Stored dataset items
____________________

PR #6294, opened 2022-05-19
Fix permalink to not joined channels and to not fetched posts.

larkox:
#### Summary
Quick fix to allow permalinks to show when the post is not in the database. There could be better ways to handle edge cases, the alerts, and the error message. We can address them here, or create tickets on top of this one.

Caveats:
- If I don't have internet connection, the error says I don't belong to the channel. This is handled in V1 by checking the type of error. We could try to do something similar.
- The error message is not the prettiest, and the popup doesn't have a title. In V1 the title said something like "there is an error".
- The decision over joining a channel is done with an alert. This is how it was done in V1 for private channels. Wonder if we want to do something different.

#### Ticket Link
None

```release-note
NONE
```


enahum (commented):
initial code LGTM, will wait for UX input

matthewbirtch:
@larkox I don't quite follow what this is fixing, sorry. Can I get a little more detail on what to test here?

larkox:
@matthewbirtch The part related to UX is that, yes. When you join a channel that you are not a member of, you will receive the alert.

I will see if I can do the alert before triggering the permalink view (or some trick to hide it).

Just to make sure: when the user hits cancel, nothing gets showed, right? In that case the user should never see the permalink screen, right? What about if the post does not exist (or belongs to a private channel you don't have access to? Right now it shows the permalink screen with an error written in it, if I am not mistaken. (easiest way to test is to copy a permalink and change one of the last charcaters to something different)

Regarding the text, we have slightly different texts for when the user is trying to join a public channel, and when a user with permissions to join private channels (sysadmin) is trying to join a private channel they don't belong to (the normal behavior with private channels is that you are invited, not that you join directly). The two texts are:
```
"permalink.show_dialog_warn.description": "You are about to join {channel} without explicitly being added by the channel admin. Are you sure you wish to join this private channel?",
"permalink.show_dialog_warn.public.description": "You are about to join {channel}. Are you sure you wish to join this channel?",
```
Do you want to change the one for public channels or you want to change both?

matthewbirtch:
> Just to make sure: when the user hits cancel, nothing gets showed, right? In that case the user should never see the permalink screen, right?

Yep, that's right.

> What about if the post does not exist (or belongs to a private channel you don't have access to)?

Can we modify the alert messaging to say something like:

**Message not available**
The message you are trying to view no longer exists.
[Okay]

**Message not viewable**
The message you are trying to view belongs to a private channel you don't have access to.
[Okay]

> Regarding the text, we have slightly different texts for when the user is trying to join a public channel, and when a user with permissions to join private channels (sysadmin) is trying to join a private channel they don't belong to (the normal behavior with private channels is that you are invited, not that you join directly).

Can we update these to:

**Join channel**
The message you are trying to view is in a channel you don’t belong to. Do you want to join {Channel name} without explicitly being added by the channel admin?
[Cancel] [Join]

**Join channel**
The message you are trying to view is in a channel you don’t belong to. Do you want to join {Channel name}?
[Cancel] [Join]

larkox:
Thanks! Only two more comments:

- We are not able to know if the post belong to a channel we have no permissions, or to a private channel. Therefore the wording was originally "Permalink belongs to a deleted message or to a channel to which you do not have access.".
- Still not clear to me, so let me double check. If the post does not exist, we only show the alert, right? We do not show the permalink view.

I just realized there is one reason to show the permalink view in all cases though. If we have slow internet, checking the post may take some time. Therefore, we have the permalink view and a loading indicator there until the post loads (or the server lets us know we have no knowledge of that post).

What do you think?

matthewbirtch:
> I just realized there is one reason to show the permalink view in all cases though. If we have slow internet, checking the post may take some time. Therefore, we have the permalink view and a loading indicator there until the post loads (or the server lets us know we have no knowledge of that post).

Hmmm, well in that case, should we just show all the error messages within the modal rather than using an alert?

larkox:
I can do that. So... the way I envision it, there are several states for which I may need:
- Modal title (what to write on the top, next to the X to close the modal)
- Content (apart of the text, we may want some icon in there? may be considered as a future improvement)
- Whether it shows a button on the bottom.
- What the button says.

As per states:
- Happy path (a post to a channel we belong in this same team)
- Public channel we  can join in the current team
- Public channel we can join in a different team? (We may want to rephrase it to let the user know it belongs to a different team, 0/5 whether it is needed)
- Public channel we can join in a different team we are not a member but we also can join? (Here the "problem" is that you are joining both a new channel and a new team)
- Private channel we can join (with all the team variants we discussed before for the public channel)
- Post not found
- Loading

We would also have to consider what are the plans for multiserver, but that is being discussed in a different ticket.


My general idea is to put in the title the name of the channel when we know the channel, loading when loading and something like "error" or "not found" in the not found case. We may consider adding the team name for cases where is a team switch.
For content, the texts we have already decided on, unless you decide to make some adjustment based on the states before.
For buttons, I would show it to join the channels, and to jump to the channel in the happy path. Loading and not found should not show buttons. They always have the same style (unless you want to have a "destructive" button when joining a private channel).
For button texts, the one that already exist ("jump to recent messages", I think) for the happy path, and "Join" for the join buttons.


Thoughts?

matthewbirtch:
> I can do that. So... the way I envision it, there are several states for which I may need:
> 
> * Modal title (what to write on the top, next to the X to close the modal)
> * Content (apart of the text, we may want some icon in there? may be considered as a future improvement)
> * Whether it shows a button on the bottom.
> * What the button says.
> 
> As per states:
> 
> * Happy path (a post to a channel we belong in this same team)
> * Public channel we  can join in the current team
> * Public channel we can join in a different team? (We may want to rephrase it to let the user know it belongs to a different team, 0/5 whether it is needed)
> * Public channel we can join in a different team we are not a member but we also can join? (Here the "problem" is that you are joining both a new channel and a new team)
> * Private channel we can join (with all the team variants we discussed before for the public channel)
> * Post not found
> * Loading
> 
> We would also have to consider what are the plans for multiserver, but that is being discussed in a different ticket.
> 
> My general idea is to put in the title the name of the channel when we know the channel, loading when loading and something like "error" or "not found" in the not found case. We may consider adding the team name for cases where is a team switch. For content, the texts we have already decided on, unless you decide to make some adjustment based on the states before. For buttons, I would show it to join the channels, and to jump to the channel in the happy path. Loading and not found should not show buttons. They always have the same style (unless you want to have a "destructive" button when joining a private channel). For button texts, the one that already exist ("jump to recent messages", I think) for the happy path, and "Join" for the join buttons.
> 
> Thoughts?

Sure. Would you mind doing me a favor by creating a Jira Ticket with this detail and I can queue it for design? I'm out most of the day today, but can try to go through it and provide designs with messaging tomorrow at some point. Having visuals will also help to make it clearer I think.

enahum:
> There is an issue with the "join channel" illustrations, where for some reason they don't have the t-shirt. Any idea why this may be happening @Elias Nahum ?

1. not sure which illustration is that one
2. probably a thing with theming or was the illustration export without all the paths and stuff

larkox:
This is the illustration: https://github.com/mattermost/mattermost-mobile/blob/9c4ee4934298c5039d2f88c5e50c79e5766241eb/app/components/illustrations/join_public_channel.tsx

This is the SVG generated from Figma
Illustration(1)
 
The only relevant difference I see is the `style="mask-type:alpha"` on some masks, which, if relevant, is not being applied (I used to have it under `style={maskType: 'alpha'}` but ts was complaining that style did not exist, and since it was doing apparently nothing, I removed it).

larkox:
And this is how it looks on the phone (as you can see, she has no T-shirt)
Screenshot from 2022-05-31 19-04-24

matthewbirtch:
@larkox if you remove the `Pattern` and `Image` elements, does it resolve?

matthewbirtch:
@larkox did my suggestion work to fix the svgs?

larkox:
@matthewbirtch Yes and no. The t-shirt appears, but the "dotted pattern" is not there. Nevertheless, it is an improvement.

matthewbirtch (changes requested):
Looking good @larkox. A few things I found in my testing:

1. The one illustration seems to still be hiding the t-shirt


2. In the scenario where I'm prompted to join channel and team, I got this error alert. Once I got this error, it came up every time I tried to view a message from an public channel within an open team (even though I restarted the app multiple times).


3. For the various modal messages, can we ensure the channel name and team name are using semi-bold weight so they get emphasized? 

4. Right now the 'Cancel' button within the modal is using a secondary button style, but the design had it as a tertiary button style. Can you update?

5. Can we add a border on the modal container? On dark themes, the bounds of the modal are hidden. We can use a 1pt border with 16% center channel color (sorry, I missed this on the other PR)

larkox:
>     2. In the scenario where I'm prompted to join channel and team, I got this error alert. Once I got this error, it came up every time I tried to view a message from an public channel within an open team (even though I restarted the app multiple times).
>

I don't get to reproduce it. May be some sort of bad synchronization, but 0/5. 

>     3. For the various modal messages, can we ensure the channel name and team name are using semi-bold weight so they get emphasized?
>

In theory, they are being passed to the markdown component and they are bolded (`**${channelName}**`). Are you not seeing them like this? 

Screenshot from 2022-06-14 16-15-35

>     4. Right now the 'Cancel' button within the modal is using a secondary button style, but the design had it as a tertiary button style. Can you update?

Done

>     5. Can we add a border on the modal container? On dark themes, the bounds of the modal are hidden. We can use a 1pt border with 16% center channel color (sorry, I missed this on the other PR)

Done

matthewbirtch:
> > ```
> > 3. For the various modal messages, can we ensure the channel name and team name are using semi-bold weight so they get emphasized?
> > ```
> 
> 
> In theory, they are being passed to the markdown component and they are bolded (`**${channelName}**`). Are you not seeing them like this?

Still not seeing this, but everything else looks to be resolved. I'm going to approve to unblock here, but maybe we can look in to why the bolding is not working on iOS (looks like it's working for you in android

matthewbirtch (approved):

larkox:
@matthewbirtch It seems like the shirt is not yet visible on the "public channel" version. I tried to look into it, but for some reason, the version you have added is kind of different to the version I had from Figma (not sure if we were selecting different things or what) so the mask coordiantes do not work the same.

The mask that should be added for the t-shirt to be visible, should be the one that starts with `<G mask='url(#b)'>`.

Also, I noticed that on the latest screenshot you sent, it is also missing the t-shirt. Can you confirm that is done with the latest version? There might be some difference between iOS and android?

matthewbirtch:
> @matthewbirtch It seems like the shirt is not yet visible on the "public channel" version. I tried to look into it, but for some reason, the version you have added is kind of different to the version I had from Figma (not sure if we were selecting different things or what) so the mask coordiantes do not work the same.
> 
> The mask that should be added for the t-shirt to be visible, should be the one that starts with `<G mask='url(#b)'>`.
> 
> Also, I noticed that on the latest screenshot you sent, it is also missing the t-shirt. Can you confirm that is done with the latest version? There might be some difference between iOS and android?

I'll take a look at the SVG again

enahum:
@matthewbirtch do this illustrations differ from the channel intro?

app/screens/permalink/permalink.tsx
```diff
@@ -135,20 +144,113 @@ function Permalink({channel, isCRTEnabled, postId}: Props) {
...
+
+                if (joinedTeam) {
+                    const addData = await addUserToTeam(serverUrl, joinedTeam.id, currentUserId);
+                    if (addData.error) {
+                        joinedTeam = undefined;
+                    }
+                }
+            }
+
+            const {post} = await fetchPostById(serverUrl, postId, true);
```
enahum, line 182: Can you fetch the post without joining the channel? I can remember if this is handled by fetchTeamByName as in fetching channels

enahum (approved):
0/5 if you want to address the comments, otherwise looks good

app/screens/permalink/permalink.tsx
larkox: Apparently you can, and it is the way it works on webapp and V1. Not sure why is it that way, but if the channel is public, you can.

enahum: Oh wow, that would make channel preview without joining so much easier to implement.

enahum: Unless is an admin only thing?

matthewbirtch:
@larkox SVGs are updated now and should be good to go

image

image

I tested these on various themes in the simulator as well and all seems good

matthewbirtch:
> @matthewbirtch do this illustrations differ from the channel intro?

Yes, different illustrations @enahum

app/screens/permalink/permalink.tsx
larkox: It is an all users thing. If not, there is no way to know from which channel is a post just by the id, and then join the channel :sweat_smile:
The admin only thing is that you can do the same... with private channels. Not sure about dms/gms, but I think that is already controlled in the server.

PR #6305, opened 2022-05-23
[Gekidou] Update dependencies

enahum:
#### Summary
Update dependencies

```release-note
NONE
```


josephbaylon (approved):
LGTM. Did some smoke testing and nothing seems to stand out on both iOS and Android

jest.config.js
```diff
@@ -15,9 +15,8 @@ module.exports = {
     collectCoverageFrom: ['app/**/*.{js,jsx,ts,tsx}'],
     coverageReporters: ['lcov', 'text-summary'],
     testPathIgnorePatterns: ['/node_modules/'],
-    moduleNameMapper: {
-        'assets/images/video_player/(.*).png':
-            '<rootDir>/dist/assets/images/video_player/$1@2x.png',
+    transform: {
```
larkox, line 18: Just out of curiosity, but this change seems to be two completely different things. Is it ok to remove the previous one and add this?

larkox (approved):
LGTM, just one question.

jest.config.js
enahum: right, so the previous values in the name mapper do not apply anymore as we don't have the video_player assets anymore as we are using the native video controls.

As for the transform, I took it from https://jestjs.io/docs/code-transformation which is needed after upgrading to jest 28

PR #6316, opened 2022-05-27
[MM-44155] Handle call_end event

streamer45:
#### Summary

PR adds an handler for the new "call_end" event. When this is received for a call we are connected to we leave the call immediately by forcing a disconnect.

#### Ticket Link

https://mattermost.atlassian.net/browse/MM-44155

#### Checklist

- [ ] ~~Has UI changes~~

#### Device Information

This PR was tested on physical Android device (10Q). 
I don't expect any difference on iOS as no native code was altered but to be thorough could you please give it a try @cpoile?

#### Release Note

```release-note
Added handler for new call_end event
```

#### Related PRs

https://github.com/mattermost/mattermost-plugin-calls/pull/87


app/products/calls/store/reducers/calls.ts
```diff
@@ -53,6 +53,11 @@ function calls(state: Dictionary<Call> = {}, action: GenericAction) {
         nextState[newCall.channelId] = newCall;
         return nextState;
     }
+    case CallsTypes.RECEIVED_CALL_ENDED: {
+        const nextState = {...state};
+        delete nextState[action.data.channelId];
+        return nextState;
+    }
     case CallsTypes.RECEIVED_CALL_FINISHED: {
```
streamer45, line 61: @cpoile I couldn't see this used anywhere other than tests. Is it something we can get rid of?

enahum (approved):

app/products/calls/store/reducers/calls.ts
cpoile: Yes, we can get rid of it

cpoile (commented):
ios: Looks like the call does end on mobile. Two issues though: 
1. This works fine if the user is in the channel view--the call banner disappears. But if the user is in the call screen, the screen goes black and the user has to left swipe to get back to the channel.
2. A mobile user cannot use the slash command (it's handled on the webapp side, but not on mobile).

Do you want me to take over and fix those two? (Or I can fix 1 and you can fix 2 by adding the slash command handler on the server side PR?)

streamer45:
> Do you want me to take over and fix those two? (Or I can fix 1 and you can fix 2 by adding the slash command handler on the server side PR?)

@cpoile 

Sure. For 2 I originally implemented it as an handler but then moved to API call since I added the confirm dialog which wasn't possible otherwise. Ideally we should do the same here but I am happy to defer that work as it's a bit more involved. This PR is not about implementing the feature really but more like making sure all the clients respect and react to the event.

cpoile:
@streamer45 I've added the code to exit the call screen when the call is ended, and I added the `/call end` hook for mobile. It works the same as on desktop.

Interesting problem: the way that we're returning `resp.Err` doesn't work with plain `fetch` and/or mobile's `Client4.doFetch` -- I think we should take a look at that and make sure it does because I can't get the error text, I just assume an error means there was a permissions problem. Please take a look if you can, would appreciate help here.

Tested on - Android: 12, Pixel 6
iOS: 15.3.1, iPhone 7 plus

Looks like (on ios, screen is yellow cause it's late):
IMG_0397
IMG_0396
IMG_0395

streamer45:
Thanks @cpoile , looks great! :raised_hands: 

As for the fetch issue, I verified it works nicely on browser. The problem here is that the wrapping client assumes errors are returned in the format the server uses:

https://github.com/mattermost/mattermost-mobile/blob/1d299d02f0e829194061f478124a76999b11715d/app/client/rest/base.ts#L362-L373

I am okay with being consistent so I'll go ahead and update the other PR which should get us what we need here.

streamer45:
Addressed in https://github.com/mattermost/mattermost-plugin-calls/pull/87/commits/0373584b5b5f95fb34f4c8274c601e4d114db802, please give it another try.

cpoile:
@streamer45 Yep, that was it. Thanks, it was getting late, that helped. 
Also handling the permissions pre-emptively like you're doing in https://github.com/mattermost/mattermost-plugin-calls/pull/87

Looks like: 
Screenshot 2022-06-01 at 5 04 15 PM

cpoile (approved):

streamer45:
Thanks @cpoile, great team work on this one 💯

____________________

● THE PROBLEM: Filter the records above, keeping each line that contains the word "good".

● TASK OUTPUT:
Looking good @larkox. A few things I found in my testing:
0/5 if you want to address the comments, otherwise looks good
@larkox SVGs are updated now and should be good to go
I tested these on various themes in the simulator as well and all seems good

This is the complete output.